- **What you will do**: The answer must consist of every line in the records that contains the word "files".

= Beginning of Section =

PR #2959, opened 2023-12-07
feat(chore): added asset font license files

### LINKED ISSUE #2954: Appropriately document bundled assets
# Feature Request

Fomantic-UI apparently ships with some third-party assets, which do not seem to be documented appropriately.

Let's say I have https://github.com/fomantic/Fomantic-UI/blob/develop/dist/themes/default/assets/fonts/icons.woff Looking from the outside, it seems like they have been generated by https://github.com/fomantic/create-fomantic-icons using some FontAwesome fonts. In the same assets directory, the Lato fonts (https://fonts.google.com/specimen/Lato/about) seem to be shipped. For both cases, the original font license is OFL-1.1 which imposes some attribution requirements. Unless I missed something, neither the required license terms, attribution or upstream links are provided for the assets.

This should probably be changed to ensure license compliance and to make it clear from the outside where the assets actually originate from.

lubber-de:
## Description

Added missing OFL and Apache 2.0 license files to the respective asset folders according to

= End of Section =

- **Result for this exercise**:
feat(chore): added asset font license files
Added missing OFL and Apache 2.0 license files to the respective asset folders according to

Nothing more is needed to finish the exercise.